- Court: New York Supreme Court
- Full case name: Fox Varian v. Kenneth Einhorn PhD et al
- Decided: January 30, 2026

Court membership
- Judge sitting: Robert S. Ondrovic

Keywords
- medical malpractice; detransition;

= Varian v Einhorn =

Lawsuit

Varian v Einhorn was a New York lawsuit best known for being the first case of a detransitioner winning a medical malpractice suit in the United States. Varian was awarded $2 million in her case against her psychologist and surgeon.

==Background==
At age 16, Fox Varian underwent a double mastectomy as masculinizing surgery as part of her transition.

==Verdict==
Varian sued her psychologist, Kenneth Einhorn, and surgeon, Simon Chin. She was awarded $2 million in damages.

==Reception==
According to The New York Times, the lawyer who represented Varian sought to downplay the significance of the verdict stating "This was never a debate over the legitimacy of gender-affirming care... It was about whether medical professionals met the standards that covered their own profession." Dr.
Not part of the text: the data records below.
PR #547, opened 2021-11-06
Add teams 2/3: Add functions to manage teams

rth:
This a follow up on  https://github.com/paris-saclay-cds/ramp-board/pull/545 and adds ramp_database functions to create/join/leave and invite to teams.

Toward https://github.com/paris-saclay-cds/ramp-board/issues/505 

Again it should be backward compatible, as long as those functions are not called (which will be done in a third PR).

TODO: 
 - [ ]  add tests for the few lines not included in test coverage.

### DIFF
--- a/ramp-database/ramp_database/model/event.py
+++ b/ramp-database/ramp_database/model/event.py
@@ -210,8 +210,11 @@ class Event(Model):
         each team."""
         self.n_submissions = 0
         for event_team in self.event_teams:
-            # substract one for starting kit
-            self.n_submissions += len(event_team.submissions) - 1
+            if event_team.team.is_individual:
+                # substract one for starting kit
+                self.n_submissions += len(event_team.submissions) - 1
+            else:
+                self.n_submissions += len(event_team.submissions)
 
     @property
     def Predictions(self):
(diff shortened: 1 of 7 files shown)


BenjaminHabert:
Hello @rth. I had a quick look at these diffs as I said over email. Sorry if these inputs are not relevent : I am not very familiar with the code base.

I am under the impression that the current implementation is slighly different than what you described in https://github.com/paris-saclay-cds/ramp-board/issues/505#issuecomment-853725196 

The `test_team::test_add_signup_leave_team()`  shows the following workflow:
- user creates a team
- team is signed-up to an event

However the initial plan was that a team is only created in the context of a given event. Did this change ? 

If the initial plan is still what you are aiming for : 
-  I think the method `tools/team.py::add_team()` should be renamed to `add_team_to_event()` and create at the same time the `Team` and `TeamEvent` objects. It should not be used to created is_individual teams (as these are created when a user is created). It could also check that the user making this request is allready registered in this event.
- as a consequence`sign_up_team()` should not require the optional `user_name` param as this would only be used
  for is_individual teams.

Another note : I think you might still end up with a user belonging to several multi-user teams in a single event:
- there is a mechanism in `tools/teams.py::respond_team_invite()` to leave the previously joined team.
- however I think a user can create multiple teams in a single event (and be the admin of each of those).
  - this can be usefull if a teacher wants to create all the teams
  - however it will be difficult for this user to make a submission: which team are they submitting for ? (`select_event_team_by_user_name` returns the first team only).

Let me know if I can help

rth:
Thanks a lot for the review @BenjaminHabert, will try to respond to it soon.

PR #620, opened 2026-08-24
FCLC-431: Use Try pattern and extract some role mapping logic

dynamictulip:
The `PartyEnricher` had null returns and null handling throughout the class which obscured the intention of the methods and made it tricky to rely on the output of any given method. This PR transitions the `PartyEnricher` to the more standard "try" pattern where failure is explicitly indicated by the returned boolean being false.

Some methods have also been renamed and some of the role mapping logic has been extracted into static sets/dictionaries in order to make this transition to a try pattern slightly cleaner

### DIFF
--- a/src/parsers/common/enrich/PartyEnricher.cs
+++ b/src/parsers/common/enrich/PartyEnricher.cs
@@ -59,9 +59,9 @@ internal class PartyEnricher : Enricher
             }
 
             var rest = before[i..];
-            var found = EnrichMultiLinePartyBockOrNull(rest);
-            found ??= EnrichMultiLinePartyBockOrNull2(rest);
-            found ??= EnrichMultiLinePartyBockOrNull3(rest);
+            var found = EnrichMultiLinePartyBlockOrNull(rest);
+            found ??= EnrichMultiLinePartyBlockWithInlineRolesOrNull(rest);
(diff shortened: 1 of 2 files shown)


src/parsers/common/enrich/PartyEnricher.cs
```diff
@@ -316,365 +315,364 @@ private static List<IBlock> EnrichFiveLinePartyBlock(IBlock[] before, int i)
 
     /* multi-line */
 
-    private static List<IBlock> EnrichMultiLinePartyBockOrNull(IBlock[] rest, bool successive = false)
+    private static bool TryEnrichMultiLinePartyBlock(IBlock[] rest, bool successive, out List<IBlock> enriched)
```
anthonyhashemi, line 318: I was looking at StackOverflow and microsoft docs to read more about this pattern. 

Just flagging that this Try Pattern is different to the TryParse pattern I found  microsoft recommends here: https://learn.microsoft.com/en-us/dotnet/standard/design-guidelines/exceptions-and-performance#try-parse-pattern but that is specifically for dealing with exceptions more efficiently

Do you have any docs/links around the TryPattern you migrated to being more standard than handling nulls/defaults?

anthonyhashemi (approved):

anthonyhashemi (approved):
Talked through on slack. We previously had nulls when our typing didn't expect any, so this is a good step towards enabling nullabe references

PR #621, opened 2026-08-24
FCLC-431: Pass WLine rather than IBlock

dynamictulip:
Moves WLine checks higher up the caller tree so it can be checked in fewer places and so callers are more explicit about the expected state of the things that they're passing.

## Changes

- Removes duplicated `IsEmptyCell` method
- Inlines simple `EnrichBlock`
- Moves responsibility for ensuring things are `WLine` to callers of methods
- Inlines the different methods called by `TryGetPartyRole`


dancs-dev (approved):
Looks good to me

PR #625, opened 2026-08-26
refactor(PartyEnricher): replace common string checks with helper methods

dynamictulip:
Moves common string checks into helper methods which are responsible for their own trim checks. Introduces `IsNotBlank` alongside `IsBlank` for easier reading of negative cases

### DIFF
--- a/src/parsers/common/enrich/PartyEnricher.cs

Schechter, the president-elect of the World Professional Association for Transgender Health (WPATH) testified that the initial treatment was based on "assumption and inference" and that the health providers failed to follow WPATH's Standards of Care for the Health of Transgender and Gender Diverse People.

In the wake of the verdict, the American Society of Plastic Surgeons became the first major medical association in the U.S. to change its guidance on gender transition surgery for minors, recommending to its members that chest, genital, and facial surgeries not be performed until age 19.